Карпатов громко выкрикнул по-английски, игнорируя микрофон:
– Господа, вам не смешно? Ни один из членов моего экипажа не воевал в Афганистане! Наши войска ушли отсюда шесть лет назад! Узники в российских тюрьмах – это бред! Миллион погибших и миллионы инвалидов – это бред! За годы так называемой оккупации Россия вложила в экономику Афганистана миллионы долларов, построены дороги, жилье, детские сады. Впервые за всю историю люди стали получать хоть какое-то образование…
Карпатов иссяк. Хихикали бородачи. Абу Умар ткнул холеным пальцем в рыжего журналиста, тянущего руку.
Тот поднялся и заговорил:
– У меня вопрос. Английское телевидение, Брюс Кэмпбелл. По достоверной информации, вы перевозили патроны. Можете прокомментировать, господин Карпатов?

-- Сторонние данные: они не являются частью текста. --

PR #20701, opened 2025-03-01
[Mailer] Document `require_tls` option

ssddanbrown:
For #20644. This PR documents the added SMTP `require_tls` option, as introduced in https://github.com/symfony/symfony/pull/59479.

I have referenced that this could throw a `TransportException` (where TLS is not achieved) but not sure if I should instead reference `TransportExceptionInterface`.

### DIFF
--- a/mailer.rst
+++ b/mailer.rst
@@ -420,6 +420,29 @@ setting the ``auto_tls`` option to ``false`` in the DSN::
 
     This setting only works when the ``smtp://`` protocol is used.
 
+Ensure TLS
+~~~~~~~~~~
+
+You may want to ensure TLS is used, either directly or via ``STARTTLS``,
+for sending mail over SMTP regardless of other options set or SMTP server
+support. You can set TLS as required by calling ``setRequireTls(true)``
+on the ``EsmtpTransport`` instance, or by setting the ``require_tls`` option
+to ``true`` in the DSN::
+
+    $dsn = 'smtp://user:pass@10.0.0.25?require_tls=true';
+
+When TLS is set as required, a :class:`Symfony\\Component\\Mailer\\Exception\\TransportException`
+will be thrown if a TLS connection cannot be achieved during initial communications
+with the SMTP server.
+
+.. note::
+
+    This setting only works when the ``smtp://`` protocol is used.
+
+.. versionadded:: 7.3
+
+    The ``require_tls`` option was introduced in Symfony 7.3.
+
 Binding to IPv4 or IPv6
 ~~~~~~~~~~~~~~~~~~~~~~~
 


mailer.rst
```diff
@@ -416,6 +416,29 @@ setting the ``auto_tls`` option to ``false`` in the DSN::
...
     server are in a secured network, where there is no need for additional encryption.
 
+.. note::
+
+    This setting only works when the ``smtp://`` protocol is used.
+
+Require use of TLS
+~~~~~~~~~~~~~~~~~~
+
+.. versionadded:: 7.3
```
OskarStark: Please move this below the `.. note::` directive, thanks

ssddanbrown: Section now moved

mailer.rst
```diff
@@ -420,6 +420,29 @@ setting the ``auto_tls`` option to ``false`` in the DSN::
...
+will be thrown if a TLS connection cannot be achieved during initial communications
+with the SMTP server.
+
+.. note::
+
+    This setting only works when the ``smtp://`` protocol is used.
+
+.. versionadded:: 7.3
+
+    The option to require TLS was introduced in Symfony 7.3.
```
mdoutreluingne:
```suggestion
    The ``require_tls`` option was introduced in Symfony 7.3.
```

mdoutreluingne (commented):
To have the same "naming" as the other versionadded directive when adding an new option

mailer.rst
```diff
@@ -420,6 +420,29 @@ setting the ``auto_tls`` option to ``false`` in the DSN::
 
     This setting only works when the ``smtp://`` protocol is used.
 
+Require use of TLS
```
xabbuh: Maybe:

```suggestion
Enforce TLS
```

ssddanbrown: Happy to change if preferred, but `Enforce` feels slightly less accurate to me. `Enforce` sounds like it'd change/force the connection in some manner and/or force TLS upon the whole connection process, whereas this option doesn't change the connection in any way, just ensures it's eventually used.

Spomky: I understand your concern about the term "Enforce" and I agree with you.
What do you think about "**Ensure TLS**" instead? It might better reflect that the option guarantees the use of TLS without actively altering the connection.

ssddanbrown: @Spomky Sorry for the late response. I agree that "Ensure TLS" would be better. I've updated the heading to that.

xabbuh (approved):

mdoutreluingne (approved):

Spomky (approved):

javiereguiluz:
Dan, thanks a lot for providing these docs! Sorry it took us so long to merge it. Congrats on your first Symfony Docs contribution 🎉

– Да, мистер Кэмпбелл. – Карпатов кивнул. – Это так, мы перевозили патроны для законного правительства Афганистана. Но я хочу заявить, что по всем международным нормам патроны не считаются военным грузом. Это амуниция. Если угодно, гуманитарный груз – такой же, как одеяла, продовольствие, лекарства…

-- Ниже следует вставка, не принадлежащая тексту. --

PR #18124, opened 2023-03-25
[Validator] Document `PasswordStrength` constraint

Spomky:
These modifications are proposed as per ~https://github.com/symfony/symfony/pull/49789~ => https://github.com/symfony/symfony/pull/49856

PR #20711, opened 2025-03-03
Remove non-existent password_strength setting from the reference

stof:
This was added in https://github.com/symfony/symfony-docs/pull/18124 when documenting the new constraint, but the implementation does not have a configuration setting for that in the FrameworkBundle configuration.

I spotted this when I saw it being in the reference without the usual info about the type of values and wanting to fix it.


javiereguiluz:
Good catch! Thanks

– Лекарства? – удивился рыжий англичанин. – Признайтесь честно, господин Карпатов, как вы представляете себе лечение патроном? Лично мне видится только один способ. Или это новая вакцинация – с вертолетов, методом пулеметного обстрела?
Журналисты дружно рассмеялись. Карпатова подхватили под локти, вывели из-за стола, втолкнули в толпу инвалидов. Дышать здесь было нечем, он с трудом сдерживал рвоту. Несколько бородачей легли на бетон, чтобы попасть в кадр. Охранники картинно подняли автоматы, ощерились. Подскочили журналисты, защелкали камеры.
– Я повторяю! – выкрикнул Карпатов. – Ни один член экипажа не принимал участия в афганской войне! Мы, гражданские летчики, не несем ответственности за действия политиков! Наш самолет вез амуницию!
Журналисты продолжали снимать. Талибы делали мужественные лица, дергали Карпатова за одежду, что-то кричали. Пряча ухмылку в бороде, поднялся Абу Умар. Засуетились лизоблюды.
– Вопрос нет?! – закричал Миша. – Пресс-конференция закончена!
Вскинула руку седая дама в кофточке из верблюжьей шерсти. Абу Умар подумал и вальяжно кивнул.
– Журнал «Пари Матч». Мирабель Дежар! – сказала дама приятным низким голосом. – У меня вопрос к русскому летчику! Господин Карпатов, какие, по вашему мнению, шаги может предпринять Россия в связи с вашим задержанием, учитывая, что движение Талибан не признано международной общественностью?